Available data:
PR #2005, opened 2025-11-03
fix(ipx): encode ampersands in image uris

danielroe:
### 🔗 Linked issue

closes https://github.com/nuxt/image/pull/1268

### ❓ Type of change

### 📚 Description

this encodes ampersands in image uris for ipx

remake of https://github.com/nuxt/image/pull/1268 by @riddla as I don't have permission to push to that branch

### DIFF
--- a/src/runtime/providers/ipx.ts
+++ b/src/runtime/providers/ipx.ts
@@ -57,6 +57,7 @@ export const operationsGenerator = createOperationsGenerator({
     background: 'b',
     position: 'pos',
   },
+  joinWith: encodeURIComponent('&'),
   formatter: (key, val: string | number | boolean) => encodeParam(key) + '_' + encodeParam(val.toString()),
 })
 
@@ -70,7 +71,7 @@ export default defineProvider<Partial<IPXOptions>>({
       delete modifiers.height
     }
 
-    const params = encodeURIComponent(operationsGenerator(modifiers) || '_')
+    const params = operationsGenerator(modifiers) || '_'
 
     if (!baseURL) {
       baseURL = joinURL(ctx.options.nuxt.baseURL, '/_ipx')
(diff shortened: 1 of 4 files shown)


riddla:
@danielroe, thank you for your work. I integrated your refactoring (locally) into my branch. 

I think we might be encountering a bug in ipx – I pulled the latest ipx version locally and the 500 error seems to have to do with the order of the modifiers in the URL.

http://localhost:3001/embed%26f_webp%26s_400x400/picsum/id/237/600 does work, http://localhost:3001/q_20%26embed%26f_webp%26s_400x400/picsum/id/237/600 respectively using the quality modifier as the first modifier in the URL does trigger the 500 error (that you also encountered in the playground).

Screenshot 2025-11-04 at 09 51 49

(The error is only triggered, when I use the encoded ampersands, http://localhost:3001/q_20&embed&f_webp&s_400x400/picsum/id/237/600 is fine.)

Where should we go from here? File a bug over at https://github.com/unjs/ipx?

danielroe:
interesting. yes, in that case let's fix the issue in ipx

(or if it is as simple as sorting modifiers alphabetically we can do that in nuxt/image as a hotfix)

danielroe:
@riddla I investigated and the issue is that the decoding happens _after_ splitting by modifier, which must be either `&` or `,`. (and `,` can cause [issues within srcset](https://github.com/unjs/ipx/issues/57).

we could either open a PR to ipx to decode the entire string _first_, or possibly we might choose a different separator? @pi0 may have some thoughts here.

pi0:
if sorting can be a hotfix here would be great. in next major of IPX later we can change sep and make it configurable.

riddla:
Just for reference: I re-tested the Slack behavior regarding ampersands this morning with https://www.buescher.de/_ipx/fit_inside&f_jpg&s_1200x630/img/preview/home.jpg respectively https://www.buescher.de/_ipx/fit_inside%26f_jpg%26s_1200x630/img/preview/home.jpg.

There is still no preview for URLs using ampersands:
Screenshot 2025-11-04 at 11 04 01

Task prompt: Emit, unaltered, the lines from the top of the listing down through the line that holds "encodeURIComponent(operationsGenerator(modifiers) || '_')"; emit nothing else.

Output:
PR #2005, opened 2025-11-03
fix(ipx): encode ampersands in image uris

danielroe:
### 🔗 Linked issue

closes https://github.com/nuxt/image/pull/1268

### ❓ Type of change

### 📚 Description

this encodes ampersands in image uris for ipx

remake of https://github.com/nuxt/image/pull/1268 by @riddla as I don't have permission to push to that branch

### DIFF
--- a/src/runtime/providers/ipx.ts
+++ b/src/runtime/providers/ipx.ts
@@ -57,6 +57,7 @@ export const operationsGenerator = createOperationsGenerator({
     background: 'b',
     position: 'pos',
   },
+  joinWith: encodeURIComponent('&'),
   formatter: (key, val: string | number | boolean) => encodeParam(key) + '_' + encodeParam(val.toString()),
 })
 
@@ -70,7 +71,7 @@ export default defineProvider<Partial<IPXOptions>>({
       delete modifiers.height
     }
 
-    const params = encodeURIComponent(operationsGenerator(modifiers) || '_')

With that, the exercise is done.